## Your objective
Please restate verbatim the lines that open the listing below, ending with the line in which "display: block;" occurs.

## Available records
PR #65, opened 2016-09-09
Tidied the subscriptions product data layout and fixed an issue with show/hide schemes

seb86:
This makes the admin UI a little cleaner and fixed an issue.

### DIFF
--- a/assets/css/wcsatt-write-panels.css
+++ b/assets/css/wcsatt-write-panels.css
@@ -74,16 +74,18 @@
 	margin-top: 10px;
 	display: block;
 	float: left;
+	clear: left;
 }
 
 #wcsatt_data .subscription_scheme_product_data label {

## Solved exercise
PR #65, opened 2016-09-09
Tidied the subscriptions product data layout and fixed an issue with show/hide schemes

seb86:
This makes the admin UI a little cleaner and fixed an issue.

### DIFF
--- a/assets/css/wcsatt-write-panels.css
+++ b/assets/css/wcsatt-write-panels.css
@@ -74,16 +74,18 @@
 	margin-top: 10px;
 	display: block;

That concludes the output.